Partial Text: Cause of death data are a critical input into debates on public health, assessment of epidemiological patterns and trends, and guidance on allocation of scarce resources for pubic health and medical care . Cause of death data for these purposes are equally important for high-income and low-income countries, but the challenge of comparable measurement is different. For high-income countries, the main task is to minimize systematic differences in assignment of causes of death over time and across populations. For developing countries, where vital registration systems are generally not complete, and progress toward higher levels of coverage and certification has been unacceptably slow, the challenge is how to make better use of alternative cause-of-death measurement approaches to reliably estimate population-level mortality patterns. This paper presents a new method for assigning causes of death based on an interview of members of the decedent’s household.
From a validation cause-of-death dataset for each variable included in the VA instrument (henceforth called symptoms), we can calculate the probability of household members responding in each response category for each cause of death. To simplify the explanation, let us assume all items in the VA instrument are dichotomous. Let Sij be the probability that household members say yes to symptom i for cause of death j. If one considers symptom i like a diagnostic test, Sij is the sensitivity of symptom i for disease j. Note that unlike most of the literature on VA, we are not referring to the sensitivity of the entire VA instrument subject to physician review, but rather to sensitivity of a single symptom in the instrument.
Table 1 provides the Sij values from the China VA study for the 47 main symptoms. We have excluded from this analysis information on the duration of symptoms. We undertook extensive analysis using symptom duration data as further Sij values, but this did not improve the performance of the method over and above inclusion of just the symptoms. We can think of each entry in the table as the properties of the symptom (row) for the cause of death (column). For example, the entry at the fifth row and third column is 44%, meaning that 44% of VA respondents for deaths from lower respiratory infections responded yes when asked if the deceased wheezed.
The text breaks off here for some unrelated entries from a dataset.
Issue #2248, opened 2020-02-07
add a startup tip saying to press ctrl-x to switch apps


reitraced:
i know this idea might just put the urbit discord out of business but i think it would be beneficial to add like a startup message on the initial boot that reminds you how to switch apps
something like:
`tip: use ctrl-x to switch between chat-cli and dojo`
idk
is it even possible?

galenwp:
I like this idea. There also used to be a +help generator that would print
some helpful text. Could be worth reviving that if it has fallen into
disrepair.

belisarius222:
Oh, we could even include an arm called "help" in Zuse, or injected into the dojo subject by dojo itself, that would resolve to some help text.  That way someone could type "help" into dojo and actually get something useful.  This should be pretty easy to add.

—
~rovnys-ricfer
https://urbit.org

jtobin:
`+help` still exists, and is somewhat useful, but it could definitely use some minor TLC.

reitraced:
revisiting this, still very much want it
being a guide in the discord has made me appreciate this idea more
like 9/10 lost souls who stumble into #ship-starting-support saying their ships hanged on boot are actually just in chat-cli and dont know how to switch to dojo

botter-nidnul:
Even just fixing the docs at [https://urbit.org/using/install/](https://urbit.org/using/install/) would help some - it tells people that `When your ship is finished booting, you will see the ~sampel-palnet:dojo> prompt.` Does this ever happen currently, or is it 100% chat-cli when boot finishes?

botter-nidnul:
https://github.com/urbit/urbit.org/pull/379

reitraced:
ayyy nice on that pr!
lets see what comes of this

Fang-:
> Does this ever happen currently, or is it 100% chat-cli when boot finishes?

It, uh, depends on your `@p`, iirc? It's a drum boot order thing, which goes through a set containing "`%app` on `~ship`" descriptions. Set ordering depends on the contents, and so this is gonna vary between ships.

loganallenc:
Ping

Issue #2681, opened 2020-04-06
Chat-cli subscribe error on boot


philipcmonk:
Getting error `subscribe failed from %chat-cli on wire /invites` when booting for the first time.  Looks like invite-store no longer accepts this path but chat-cli still asks for it on boot.

Base hash: 4a6ue (mainnet pill) and eh7oh (solid pill for urbit-os-v1.0.11)

matildepark:
@Fang- @loganallenc I feel like this got fixed somewhere but can't find the PR if it did.

Fang-:
Uh, chat-cli subscribes on a sane path:

https://github.com/urbit/urbit/blob/39c707e596d2be0fc921d34ef765fb54b480b74b/pkg/arvo/app/chat-cli.hoon#L248-L250

But I'm guessing because of boot order shenanigans, the "invitatory" with that name hasn't been created when this happens, and invite-store rejects the subscription because of that. Seems like the same class of underlying issue as https://github.com/urbit/urbit/issues/2248#issuecomment-601639995 has.

PR #2805, opened 2020-04-24
drum: sane boot order

liam-fitzgerald:
Fixes issues related to drum boot ordering
- Changes drum's boot order to be deterministic regardless of the ship
you're on.
- Sorts cli connections so that the user always boots into %dojo
regardless of their @p

Fixes: #2248 #2681

### DIFF
--- a/pkg/arvo/lib/hood/drum.hoon
+++ b/pkg/arvo/lib/hood/drum.hoon
@@ -356,7 +356,7 @@
   ++  priorities
     ^-  (list (set @))
     :~
-      (sy ~[%dojo])  ::  ensure dojo connects first
+      :: set up stores with priority: depended on, but never depending
       %-  sy
       :~  %permission-store
           %chat-store
@@ -366,7 +366,8 @@
           %invite-store
           %metadata-store
       ==
-      (sy ~[%chat-hook])  :: ensure chat-cli can sub to invites
+      :: ensure chat-cli can sub to invites
+      (sy ~[%chat-hook])
     ==
   ++  sort-by-priorities
     =/  priorities  priorities
@@ -389,7 +390,10 @@
   %+  roll
     %+  sort
       ~(tap in eel)
-    |=([[@ a=term] [@ b=term]] (aor a b))
+    |=  [[@ a=term] [@ b=term]]
+    ?:  =(a %dojo)  %.n
+    ?:  =(b %dojo)  %.y
+    (aor a b)
   =<  .(con +>)
   |:  $:{gil/gill:gall con/_.}  ^+  con
   =.  +>.$  con
--- a/pkg/arvo/lib/hood/drum.hoon
+++ b/pkg/arvo/lib/hood/drum.hoon
@@ -332,26 +332,31 @@
 ++  se-adit                                           ::  update servers
   ^+  this
   |^
-  %+  reel
+  =/  servers=(list well:gall)
     (sort ~(tap in ray) sort-by-priorities)
-  |=  [=well:gall that=_this]
-  ^+  that
-  =/  =wire  [%drum p.well q.well ~]
+  |-
+  ?~  servers
+    this
+  =/  wel=well:gall
+    i.servers
+  =/  =wire  [%drum p.wel q.wel ~]
   =/  hig=(unit (unit server))
-    (~(get by fur) q.well)
-  ?:  &(?=(^ hig) |(?=(~ u.hig) =(p.well syd.u.u.hig)))
-    that
+    (~(get by fur) q.wel)
+  ?:  &(?=(^ hig) |(?=(~ u.hig) =(p.wel syd.u.u.hig)))
+    this
   =.  fur
-    (~(put by fur) q.well ~)
-  =.  that
-    (se-text "activated app {(trip p.well)}/{(trip q.well)}")
-  %-  se-emit
-  [%pass wire %arvo %g %conf [our.hid q.well] our.hid p.well]
+    (~(put by fur) q.wel ~)
+  =.  this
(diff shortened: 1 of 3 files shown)


pkg/arvo/lib/hood/drum.hoon
```diff
@@ -386,7 +386,10 @@
 ::
 ++  se-adze                                           ::  update connections
   ^+  .
-  %+  roll  ~(tap in eel)
+  %+  roll
+    %+  sort
+      ~(tap in eel)
+    |=([[@ a=term] [@ b=term]] (aor a b))
```
Fang-, line 392: > always boots into `%dojo`

until we add `%zork` or other later-in-alphabet app to the default connections list. Might be worth making `%dojo` explicitly last here, so we don't run into this again.

pkg/arvo/lib/hood/drum.hoon
```diff
@@ -329,23 +330,66 @@
...
-  =.  +>.$  con
-  =+  hig=(~(get by fur) q.wel)
-  ?:  &(?=(^ hig) |(?=(~ u.hig) =(p.wel syd.u.u.hig)))  +>.$
-  =.  +>.$  (se-text "activated app {(trip p.wel)}/{(trip q.wel)}")
-  %-  se-emit(fur (~(put by fur) q.wel ~))
+  ^+  this
+  |^
+  =/  servers=(list well:gall)
+    (sort ~(tap in ray) sort-by-priorities)
+  |-
```
Fang-, line 337: I appreciate the restyling here, the code style around these parts is... quite something[.](http://www.employmentking.co.uk/wp-content/uploads/2011/11/disgust.jpg)

Was gonna ask about the manual looping vs `+roll`, but I remember struggling with getting that to behave nicely myself. To confirm, does just `|=  [wel=well:gall _this]` not cut it for the `+roll` gate?

pkg/arvo/lib/hood/drum.hoon
```diff
@@ -329,23 +330,66 @@
...
+    %-  se-emit
+    [%pass wire %arvo %g %conf [our.hid q.wel] our.hid p.wel]
+  $(servers t.servers)
+  ::
+  ++  priorities
+    ^-  (list (set @))
+    :~
+      (sy ~[%dojo])  ::  ensure dojo connects first
+      %-  sy
+      :~  %permission-store
```
Fang-, line 361: Maybe:

```suggestion
      ::  ensure dojo connects first
      ::
      (sy ~[%dojo])
    ::
      ::  set up stores with priority: depended on, but never depending
      ::
      %-  sy
      :~  %permission-store
```

We also sort for dojo below though, I think this is just boot order rather than connect order, which for dojo doesn't really matter?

There is clearly considerable information content in the individual symptoms even without information on the sequencing, duration, and clustering of symptoms. There is also clear evidence that, like any survey instrument, there is a significant background noise for each symptom. Injuries, whose occurrence can be expected to be uncorrelated with many symptoms, provide insight into these background rates. For example, among deaths due to injuries, 21% of household members reported fever, 21% poor appetite, 17% weight loss, and 15% skin disease; only 73% reported that the decedent suffered an injury. The latter surprising finding has also been observed in South Africa . Some symptoms, which medical knowledge would suggest are highly specific such as paralysis on one side, are present for more than 10% of decedents for seven of 27 causes, suggesting that this symptom has a different cultural interpretation in China.
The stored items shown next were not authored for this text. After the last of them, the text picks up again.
PR #2814, opened 2020-04-28
chat: improve namespacing of chat-* types

liam-fitzgerald:
Namespacing proposal:
- Never prefix a type with the name of the app. e.g. always `action` never `chat-hook-action`
- All files in /lib and /sur should have ^? on the main core. ^?  makes the payload opaque, which means you can't pull in imports indirectly. (e.g. you can't import lib/chat-hook to get at `action:sur:chat-hook-lib`)
- Each app should have precisely one /sur and one /lib file
- App-associated files in /sur should be imported as
```
/-  hook=chat-hook :: inside the context of chat
/-  chat-hook  :: outside the context of chat
```
- Associated files in /sur should be imported as
```
/+  hook-lib=chat-hook
/+  chat-hook-lib=chat-hook
```
- JSON conversion functions should be under +dejs or +enjs inside the associated /lib file. 
- Imports with * should be avoided as much as is reasonably possible, especially in /app files.

Implements the above proposal for the chat-* apps.

If everyone's happy with this, I'd like to extends this style to the rest of the codebase


matildepark:
(Informal GitHub etiquette: only tag reviewers if they're required; cc optional reviews. This isn't codified yet iirc, but it helps clarify when merging.)

pkg/arvo/mar/chat/view-action.hoon
```diff
@@ -1,11 +1,11 @@
...
+/+  *chat-view
+|_  act=action
 ++  grab
   |%
-  ++  noun  chat-view-action
+  ++  noun  action
   ++  json
     |=  jon=^json
-    (json-to-view-action jon)
+    (action:dejs jon)
```
loganallenc, line 9: You can just put `++  json  action:dejs`

pkg/arvo/mar/chat/hook-action.hoon
```diff
@@ -1,11 +1,12 @@
...
+/+  *chat-hook
+|_  act=action
 ++  grab
   |%
-  ++  noun  chat-hook-action
+  ++  noun  action
   ++  json
     |=  jon=^json
-    (json-to-hook-action jon)
+    (action:dejs jon)
```
loganallenc, line 9: can replace with `++  json  action:dejs`

pkg/arvo/mar/chat/action.hoon
```diff
@@ -1,11 +1,12 @@
...
-|_  act=chat-action
+|_  act=action
 ++  grab
   |%
-  ++  noun  chat-action
+  ++  noun  action
   ++  json
     |=  jon=^json
-    (json-to-action jon)
+    (action:dejs jon)
```
loganallenc, line 10: Same

pkg/arvo/app/chat-hook.hoon
```diff
@@ -3,8 +3,11 @@
 ::  allow sending chat messages to foreign paths based on write perms
 ::
 /-  *permission-store, *chat-hook, *invite-store, *metadata-store,
-    *permission-hook, *group-store, *permission-group-hook  ::TMP  for upgrade
-/+  *chat-json, *chat-eval, default-agent, verb, dbug
+    *permission-hook, *group-store, *permission-group-hook,  ::TMP  for upgrade
+    hook=chat-hook,
```
Fang-, line 7: This is importing `/sur/chat-hook` twice now.

pkg/arvo/app/chat-hook.hoon
```diff
@@ -3,8 +3,11 @@
...
+    store=chat-store,
+    view=chat-view
+/+  *chat-eval, default-agent, verb, dbug, store-lib=chat-store
```
Fang-, line 10: Wondering if we should just go and move the things in chat-eval into the store lib...

pkg/arvo/app/chat-store.hoon
```diff
@@ -1,6 +1,7 @@
 :: chat-store: data store that holds linear sequences of chat messages
 ::
-/+  *chat-json, *chat-eval, default-agent, verb, dbug
+/-  store=chat-store
```
Fang-, line 3: We discussed importing "native" types (and maybe libs) with `*`, and thought we agreed on that? Having `:store` suffixes, inside of the store, feels a little bit silly to me. (Same goes for the other apps.)

pkg/arvo/lib/chat-store.hoon
```diff
@@ -0,0 +1,210 @@
...
+  =,  enjs:format
+  |%
+  ::
+  ++  letter
+      |=  =^letter
+      ^-  json
+      =,  enjs:format
+      ?-  -.letter
+          %text
+      (frond %text s+text.letter)
```
Fang-, line 14:
```suggestion
  ++  letter
    |=  =^letter
    ^-  json
    =,  enjs:format
    ?-  -.letter
        %text
      (frond %text s+text.letter)
```

Looks like this file in its entirety of `+enjs` is using 4 instead of 2 spaces for its indentation. (ie the `?:`s below)

pkg/arvo/lib/chat-view.hoon
```diff
@@ -0,0 +1,51 @@
...
+  |%
+  ++  action
+    |=  jon=json
+    ^-  ^action
+    =,  dejs:format
+    =<  (parse-json jon)
+    |%
+    ++  parse-json
+        %-  of
+        :~  [%create create]
```
Fang-, line 14:
```suggestion
    ++  parse-json
      %-  of
      :~  [%create create]
```

etc.

pkg/arvo/app/chat-store.hoon
liam-fitzgerald: I've been flipping back and forth on this.  I like having `:store` suffixes because 
1. using the autoname syntax doesn't shadow the type.
2. It preserves a semblance of referential transparency inside the chat context. It's not uncommon to have to make changes to both the -store and -hook and I think preserving the namebindings is useful to prevent unnecessary context switches
3. Types aren't really that hard up for space in most common syntactical situations, so identifier length is not really an issue here.

liam-fitzgerald:
> One thing I neglected to mention in conversation, @liam-fitzgerald, is that maybe lib and sur files for the stores themselves shouldn't have the `-store` suffix. Idea here being that the things in them are data structures and associated helpers for the _entire suite_ of apps, not just the store.
> So you'd get, for example, `envelope:chat` and `action:chat` in `/sur/chat.hoon`.
> 
> Wondering what you think of this. It does rub up against "1 file per app" a little bit, in that the relation is less literal.

I kinda dislike this, because it implies (at least to me) that `action:chat` and `action:chat-hook` are somehow dependent, or that `action:chat-hook` is a subtype of `action:chat`. This is true for the chat apps, but is not necessarily the case for all apps. Also wondering how this works in relation to an incomplete 'suite' of apps. e.g. `permission-group-hook`.

ohAitch:
Personally I would push for the ^? being part of the _ford /- * syntax_, so you can still structure things as multiple cores but have to be explicit about things. It's not being able to get at things at all that's an issue, it's them being spilled into a uniform namespace: if you see action:chat-sur:chat-lib due to both being qualified imports, you can follow that something funky is going on.

pkg/arvo/app/chat-store.hoon
ohAitch: "Each file can get one sur `*` or one lib `*`, after that things get too confusing" seems like a reasonable compromise. Otoh `-lib` suffixes appearing anywhere are a sign that something has gone obviously wrong, and imo a fairly strong argument for a "stacking" model of "a library will frequently subsume the structure by the same name, pull in only one of them" - I don't believe e.g. `inbox-to-configs:store` would be overly unclear compared to `inbox-to-configs:store-lib`.

pkg/arvo/mar/chat/hook-update.hoon
```diff
@@ -1,13 +1,14 @@
...
 ++  grow
   |%
-  ++  json  (hook-update-to-json upd)
+  ++  json  (update:enjs upd)
   --
 ::
 ++  grab
   |%
-  ++  noun  chat-hook-update
+  ++  noun  update
```
ohAitch, line 11: Something I don't love here is these are in fact being sent over the wire as `%chat-hook-update`, which might warrant some verbosity in at least the marks and !<s for consistency. (Alternately the mark system should perhaps have some manner of namespacing… even like, `%chat-hook--update` would make intermittent usage of the bare name less awkward)

pkg/arvo/app/chat-store.hoon
Fang-: Having libs and matching surs under the same namespace sounds pretty nice, yeah. Lacking support for simultaneous `/-  name=thing` and `/+  name=thing`, doesn't seem too unreasonable to just expose the types with the lib, under the assumption you're gonna need them anyway.

pkg/arvo/app/chat-hook.hoon
liam-fitzgerald: done!

pkg/arvo/lib/chat-view.hoon
```diff
@@ -0,0 +1,50 @@
+/-  *chat-view, *rw-security
+|%
```
Fang-, line 2: Hmm, but with the `^?` removed, this would still expose the `*rw-security`. Wondering if there's some middle ground here where we can _selectively_ expose only the types (core) "native" to the lib...

liam-fitzgerald: could we just cons the sur import and the library core together?

Fang-: Oh yeah, that seems to work.

You're gonna have to `=, chat-view` instead of importing as `*chat-view` though, which is bad-style use of `=,`. I guess the ends justify the means here.

pkg/arvo/lib/chat-store.hoon
```diff
@@ -0,0 +1,235 @@
...
+  =,  enjs:format
+  |%
+  ::
+  ++  letter
+    |=  =^letter
+    ^-  json
+    =,  enjs:format
+    ?-  -.letter
+        %text
+    (frond %text s+text.letter)
```
Fang-, line 16:
```suggestion
        %text
      (frond %text s+text.letter)
```

The backsteps on these are still a bit too aggressive.

loganallenc:
Liam the indenting you “fixed” is wrong...

liam-fitzgerald:
Pls approve @loganallenc @Fang-

loganallenc:
Morge

matildepark:
You have a merge conflict here @liam-fitzgerald

pkg/arvo/lib/chat-store.hoon
```diff
@@ -0,0 +1,235 @@
...
+=,  sur
+|%
+++  enjs
+  =,  enjs:format
+  |%
+  ::
+  ++  letter
+    |=  =^letter
+    ^-  json
+    =,  enjs:format
```
loganallenc, line 13: unnecessary

pkg/arvo/lib/chat-store.hoon
```diff
@@ -0,0 +1,235 @@
...
+        [%number (numb number.envelope)]
+        [%author (ship author.envelope)]
+        [%when (time when.envelope)]
+        [%letter (letter letter.envelope)]
+    ==
+  ::
+  ++  config
+    |=  =^config
+    ^-  json
+    =,  enjs:format
```
loganallenc, line 47: unnecessary

pkg/arvo/lib/chat-store.hoon
liam-fitzgerald: What do you mean?

liam-fitzgerald: oh right the tiscom

matildepark:
This has a merge conflict again.

When should this even be merged? And what target? It seems like these can go out whenever; they're more for developer benefit than user fixing.

Fang-:
> When should this even be merged? And what target?

afaic this can be merged when conflict is resolved, onto a `release/next-userspace` or `release/next-ota`.

matildepark:
ping @liam-fitzgerald Mind fixing the conflicts and targeting `release/next-userspace` for this and the other namespacing PRs?

liam-fitzgerald:
Don’t merge yet I have to port the virtualisation changes

matildepark:
RIP sorry

You can make another PR for `release/next-userspace`?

Overall, the SP method does remarkably well. At the population level, it provides more accurate estimates of cause-specific mortality fractions than PCVA; indeed, at least in China, PCVA is not a viable method for estimating the cause composition of mortality at the population level. At the individual level, it clearly outperforms PCVA in assigning causes of death to individual responses, using the same information. The difference is most striking when the two strategies are not allowed access to information from household recall of medical records, which is the test most relevant to implementing verbal autopsy in a resource-poor setting. Based on this analysis of data from China, the superiority of the SP method for estimating CSMFs and assigning causes of death at the individual level does not appear to be affected by changing the background cause of death composition in the population sample. In contrast, in China PCVA appears to be extremely sensitive to the availability of household recall of medical records.